Absolutely. The only thing I would add is that attacking anyone the way he did is way over the line and we don't just look out for moderators. Had he done that to any user here he would have been gone. He can disagree with anyone, even someone expert in a particular area like Bryan, but it has to be done in a respectful way.


----------



## Tiki (Nov 24, 2014)

I've been trying to look for wools and fibers here in my location and even our ace hardware here has no insulation supply. I don't know other alternatives for bass traps. By the way I'm using sony's BDV-E690 home theater. I also downloaded REW but i don't know how to use it with my laptop 'coz it only has 1 jack for mic(in) and headphone(out) at the same time. I'm not also contented with the highs. Can I place a small piezo tweeter connected parallel with the fronts?


----------



## Tiki (Nov 24, 2014)

Thank you Bryan. I have just read your post. I'm very thankful for your explanation about the bass wave and its behavior. You are right, if I go to the left rear side close to the door, I can hear the bass resonating but if I listened from the table, the bass is good (i guess here is the location with the best bass response). Are you advising that I should place my bass trap (if I could find the materials) on the left rear corner-to-ceiling part only?


----------



## Tiki (Nov 24, 2014)

Thank you Bryan. I have just read your post. I'm very thankful for your explanation about the bass wave and its behavior. You are right, if I go to the left rear side close to the door, I can hear the bass resonating but if I listened from the table, the bass is good (i guess here is the location with the best bass response). Are you advising that I should place my bass trap (if I could find the materials) on the left rear corner-to-ceiling part only?


----------



## bpape (Sep 14, 2006)

The left rear is a good place to start. I would also look at the wall behind you due to proximity and then the left wall.


----------



## Tiki (Nov 24, 2014)

bpape said:


> The left rear is a good place to start. I would also look at the wall behind you due to proximity and then the left wall.

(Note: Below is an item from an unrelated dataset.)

PR #627, opened 2023-03-20
Apply file size restriction in desktop

ebrehault:


apps/desktop/src/app/sync/destinations/nuclia-cloud.ts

Am I correct in this picture?

What are your recommended dimensions for front left, rear left and back wall?


----------



## bpape (Sep 14, 2006)

Yes - my mistake on the stairs. I read the direction of travel wrong. Sorry. Both left corners would be good as well as thick panels on the wall behind you and then look at the early reflections on the left wall.


----------



## Tiki (Nov 24, 2014)

Thank you. How about the dimensions? Is it critical for the design?


----------



## Tiki (Nov 24, 2014)

Thank you. What are the dimensions you can recommend? Or maybe you can give me a link for the design. I've searched for it but there are so many different styles, some are hollow and some are not. I don't really know what is the best. Hope you could help me.:help:


----------



## bpape (Sep 14, 2006)

Solid chunks work best. The more thickness, the lower in frequency they will perform. For instance, our Soffit Traps (17" square and 47" tall) will go down to the upper 30's.


----------



## Tiki (Nov 24, 2014)

Good day Bryan.

I have found a supplier for fiberglass and rock wool here in my place at last but they only have 50mm thickness. I guess that's already better than nothing. What do you think should I choose, the fiber glass or the rock wool?

Thank you.


----------



## bpape (Sep 14, 2006)

what it the density? You can certainly use multiple layers.


----------



## Tiki (Nov 24, 2014)

60 for wool and 45 for fiber.


----------



## bpape (Sep 14, 2006)

The rockwool would be better for 50 or 100mm thick panels. For thicker, the fiberglass would be as good or better. Realistically, they're both decent densities so basically use what is cheaper and easier to work with. Unfortunately, the wool is likely cheaper but the fiberglass will be easier to cut and work with. 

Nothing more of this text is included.